Now going to check out my new knife!


----------



## American Woodcarver (Jun 14, 2021)

I was once commissioned to carve a spoon for a place in Los Vagas called the Wicket Spoon. It was a fun project. Below is a photo of it. Terry


----------



## TNTreeHugger (Jun 14, 2021)

American Woodcarver said:


> I was once commissioned to carve a spoon for a place in Los Vagas called the Wicket Spoon. It was a fun project. Below is a photo of it. Terry


That's amazing!
What tools did you use and how long did it take?


----------



## tfp (Jun 14, 2021)

Similar to TNT I got a new knife, my first Pukko-style. With any new knife I get for use in the woods I like to make something with it, a “christening” of sorts, as well as to test the function. Just last night I finished most of the major shaping. My original idea was to carve or burn fish features in it - scales fins eyes etc - but I’ll pencil them on first to see if the design will work. It’s a new coffee scoop to replace a plastic one. I wanted to make a kuska but the wood split and I had to work around it.




It still needs some shaping and thinning but most of that will be done with a rasp and sandpaper.
It’s hardwood so its quite a chore to carve.


----------



## TNTreeHugger (Jun 14, 2021)

tfp said:


> Similar to TNT I got a new knife, my first Pukko-style. With any new knife I get for use in the woods I like to make something with it, a “christening” of sorts, as well as to test the function. Just last night I finished most of the major shaping. My original idea was to carve or burn fish features in it - scales fins eyes etc - but I’ll pencil them on first to see if the design will work. It’s a new coffee scoop to replace a plastic one. I wanted to make a kuska but the wood split and I had to work around it.
> 
> View attachment 912367
> 
> ...


Very nice! What kind of wood is that?


----------



## Woodslasher (Jun 19, 2021)

Link to a step-by-step guide to carving those: https://www.lumberjocks.com/Brit/blog/64922


----------



## tfp (Aug 8, 2021)

Not sure if you’re looking for more projects, but I just made a batch of netting needles using offcuts. I’m going to use them to make fishing landing nets after watching some vids on the tube. I did a few completely by hand, but I made a batch of 20 (10xtwo sizes) and used a router table to do the hardest cut (removing the centre material) then finished them all with a knife. My hands were almost crippled the next day, but it was a lot of fun. I think it’s a really good knife carving skills project.


----------



## TNTreeHugger (Aug 9, 2021)

Very nice!
I'll have to watch the videos.


----------



## Vintage Engine Repairs (Oct 12, 2021)

Been over a year since getting injured that I have carved a spoon. Just finished this one this morning.


----------



## TNTreeHugger (Oct 12, 2021)

Vintage Engine Repairs said:


> Been over a year since getting injured that I have carved a spoon. Just finished this one this morning.

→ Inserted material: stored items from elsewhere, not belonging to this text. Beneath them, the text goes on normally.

PR #253, opened 2026-06-11
feat(sheet): SendCutSend-ready DXF export and parametric bend relief

ecto:
## What

Makes the sheet-metal flat-pattern DXF natively accepted by SendCutSend-class fab services, and adds parametric bend-relief notch generation with a matching DFM rule.

A real upload of the [origami-crane test part](https://github.com/ecto/vcad/blob/claude/nostalgic-wilbur-ebaf66/crates/vcad-kernel-sheet/src/dxf.rs) to SendCutSend failed three ways until hand-repaired: **"open entities"** (17 disjoint per-panel polylines with uncovered allowance strips), **undetected bends** (solid bend lines — their parser keys off the entity linetype), and **"Relief Insufficient"** (no notches where bend ends meet adjacent material). This PR fixes all three in the kernel so the exported file works first try.

### DXF format (`vcad-kernel-sheet`)
- **New `silhouette` module** — merges panel outlines + bend-allowance strips into a single closed CUT profile via directed-edge cancellation (no polygon-boolean dependency; exploits the model invariant that strips share full edges with their panels). Collinear edge-splitting keeps partially-overlapping seams (notched hinges) cancelling correctly.
- **Dashed bend centerlines** — `DASHED` declared in the LTYPE table and applied per entity; bend lines moved from the parent hinge edge to the allowance-strip **midline** (the true bend centerline — previously half an allowance off).
- `FlatPattern` carries `allowance_strips_2d`; the WASM DTO exposes the merged `silhouette_2d`.

### Bend relief (new `relief` module)
- `add_bend_relief` / `add_all_bend_reliefs` cut **V-shaped relief notches into the parent panel outline**, so the flat pattern, DXF, and folded 3D body stay consistent from one source of truth. Defaults: width = thickness, depth = R + t past the bend centerline.
- V-cuts replace the corner vertex. Where two hinges share a body corner (wing/tail roots on a polygonal blank) the two requested notches **merge into one V** — the naive rectangular slots overlap there, which is invalid geometry in 2D and 3D alike (caught by the golden fixture).
- **New DFM rule `sheet.bend_relief`** (Warning) flags un-relieved bend ends using the *same predicate* the fix applies, so fix-then-check always converges to clean. `ShopProfile` gains field-tolerant `relief_depth_mm` (0 = auto R + t). `sheet_metal_suggest_fix` emits a structured `add_bend_relief` action.

### MCP server
- `slimPreviewForInlineUi` no longer strips tool-result payloads for clients that never declared the MCP Apps UI extension. Viewer-less hosts (Claude Code, plain agents) were losing entire results (`get_document`, `sheet_metal_create`) to the `{document_id}` stub — now gated on the client capability from the initialize handshake.

## Testing

- `cargo test --workspace` green; `cargo clippy --workspace -- -D warnings` clean on touched crates (pre-existing cocoa deprecations in the Tauri shell unchanged); `cargo fmt --check` clean.
- Golden fixture: crane topology (hexagonal body, chained head fold, diagonal hinges) asserts exactly one closed CUT silhouette with area conservation, dashed centered bend lines, 8 flagged relief ends, zero after the fix, and silhouette/DXF consistency post-notching.
- MCP package: 39/39 against the rebuilt WASM. End-to-end node run reproduces this session's crane: 1 silhouette loop, dashed `BEND_UP`/`BEND_DOWN` entities structurally matching the hand-repaired file SendCutSend accepted, and `sheet_metal_check` surfacing the 8 relief warnings with structured fixes.
- Rebuilt `packages/kernel-wasm` artifacts are included (checked in by convention).

## Notes for review

- Crease lines in `FlatPattern` changed meaning (hinge edge → bend centerline). All consumers pass through coordinates; the half-allowance shift is the bug fix.
- Relief is kernel-side only for now: exposing it at `sheet_metal_create` time needs a `SheetMetalBendRelief` IR op (vcad-ir → packages/ir → engine → WASM chain) — deliberate follow-up. The suggest-fix text is explicit about this.


ecto:
Consolidated into #252 (per discussion) — that branch is the superset implementation (kernel-native 2D booleans, SCS shop catalog, IR-level `bend_relief`, folded STEP path, property tests). Three ideas from this PR were folded in there as of f3f6d345:

- **`slimPreviewForInlineUi` capability gating** — ported nearly verbatim; viewer-less hosts keep full tool results.
- **`silhouette_2d` on the flat-pattern DTO** (same field name/shape: exterior ring first, then holes) — exposed through the engine's `SheetMetalFlatPattern` type.
- **The shared-corner relief scenario** this PR's V-cuts were designed around — covered in #252 by the boolean-difference notches (overlapping cuts merge into one valid region) and now locked in with two tests: a hinge ending at a 45° chamfer, and two hinges sharing a chamfered corner.

The two relief shapes differ deliberately: #252 keeps rectangular notches (the shape SCS publishes width/depth specs for, and what the task spec called for) cut via 2D boolean difference, which makes the corner-merge property fall out of the geometry rather than special-casing it.

Suggest closing this PR in favor of #252 once it's green.

PR #255, opened 2026-06-12
mecheval: claude-mcp matrix rerun — 228 graded attempts with the verified agent loop

ecto:
## What

The first honest agentic benchmark run since the verified-agent-loop landed in #254 — every prior `claude-mcp` run was effectively blind (image blocks never reached the model). This PR adds the batch tooling that made the run survivable, two bug fixes the run itself surfaced, and **228 graded run blobs** for `claude-mcp-claude-opus-4-7` across tiers a1–a6.

### Tooling
- **`mecheval-matrix`** batch runner: worker pool over (task × attempt) jobs with per-attempt process isolation, wallclock kill timers, retry-with-backoff on transient API errors, a circuit breaker (6 consecutive errors → 5-min pause; 3 trips → clean abort), and `--since` top-up mode that counts existing blobs toward each task's attempt target — interrupted batches resume exactly where they died. All three interruptions this run (API brownout, credit exhaustion, host kill) resumed losslessly.
- Fresh-attempt semantics: pass^k scores the most recent k blobs, so a rerun after a harness fix never lets stale (blind) runs leak into the new number.

### Fixes surfaced by the run
- **Per-block MCP result extraction** (harness): the MCP Apps preview handle appends a second text block to geometry tool results; joining blocks before `JSON.parse` corrupted every extracted `.vcad` with trailing characters. Each text block is now parsed independently (regression-tested).
- **`get_document` stays JSON-pure** (server): tools whose text body is machine-parseable JSON no longer get handle text appended — `structuredContent` only.

## Results so far (partial matrix, 228/321 attempts)

| tier | pass rate |
|------|-----------|
| a1 | 83% (30✓/6✗) |
| a2 | 74% (48✓/17✗) |
| a3 | 56% (25✓/20✗) |
| a4 | 42% (17✓/23✗) |
| a5 | 55% (22✓/18✗) |
| **overall** | **63%** |

Context: the blind agentic loop scored **40%**; single-shot (`claude-direct`, same model) scores **81%**. The sighted loop closed most of the gap, and the failure signature changed qualitatively — almost every failure is `bbox`+`mass_props` together (placement/sizing misreads), not invalid geometry. The kernel essentially never produced a broken solid across 228 attempts.

## Reviewer notes

- **93 attempts remain** (suite F fits, physics, visual, a6 stragglers) — paused for API budget. Resume: `mecheval-matrix --solver claude-mcp-claude-opus-4-7 --since 20260611T170000Z --concurrency 3`. Leaderboard publication should wait for the full matrix.
- Two known harness gaps documented for follow-up, deliberately NOT changed mid-batch to keep runs homogeneous: (1) agents occasionally call `close_document` mid-run, vaporizing the attempt (~3%) — it should be excluded from benchmark tool lists like the oracle tools; (2) task `max_tokens` limits are declared but unenforced (true of all historical runs).
- No prompt caching in the harness — each iteration resends full history + ~45 tool schemas (~178k input tokens for even simple tasks). Worth adding `cache_control` before the next full matrix; it would cut input cost ~90%.


ecto:
## Matrix complete — final numbers

**295 graded attempts across the 52 runnable tasks** (commit 22fa8a7f). The remaining 12 tasks (suites D + F) are structurally unrunnable: their agent-visible reference images were never generated — only the hidden grader geometry exists. Asset-generation pipeline tracked as follow-up work.

### Sighted agentic (`claude-mcp-claude-opus-4-7`, fresh window)

| tier | per-attempt | pass^5 |
|------|-------------|--------|
| a1 | 84% | 4/7 |
| a2 | 74% | 4/13 |
| a3 | 56% | 2/9 |
| a4 | 42% | 1/8 |
| a5 | 55% | 1/8 |
| a6 | 47% | 1/6 |
| c (physics) | 0% | 0/1 |
| **total** | **60% (157/262)** | **13/52 (25%)** |

### The three-way comparison

- **Blind agentic → sighted agentic** on the identical 5 originally-attempted tasks: **40% → 64%**. Eyes + image forwarding + vocabulary are worth ~24 points.
- **Sighted agentic vs single-shot** on shared coverage (a1–a4, the only tiers `claude-direct` ran): **65% vs 81%** per-attempt; pass^5 gap is wider (11/37 vs 32/37). **Single-shot still wins where both are measured.**
- **Coverage**: agentic uniquely covers a5/a6/c (single-shot was never run there); it holds 47–55% on tiers with reference geometry and multi-feature parts.

### Read on the result

The verified loop closed most of the blind-agentic gap but has **not yet beaten single-shot** — the "prove" gate for a public mecheval launch is not met. The dominant failure mode is unchanged (bbox+mass_props together: right shape, wrong size/placement), which suggests the isometric line-art render confirms *shape* but doesn't reveal *dimensional* errors. Plausible next levers before a re-run: orthographic/dimensioned `render_view` views, a system-prompt nudge to verify with `inspect_cad` against the spec before stopping, and investigating why iteration introduces placement errors that one-shot generation avoids (claude-direct hit 100% on a2).

Cost note: the final 93-attempt leg ran on the cached harness — ~16 uncached input tokens per request.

Perfection! Love the light stripe down the center.
Was the injury wood-carving related?


----------



## Vintage Engine Repairs (Oct 12, 2021)

TNTreeHugger said:


> Perfection! Love the light stripe down the center.
> Was the injury wood-carving related?


Haha no! It was starting a chainsaw related!!! The damn 056 super I’m trying to get a piston for! I pulled the rope and I got a sharp shooting pain in my arm. Turns out it’s tennis elbow!


----------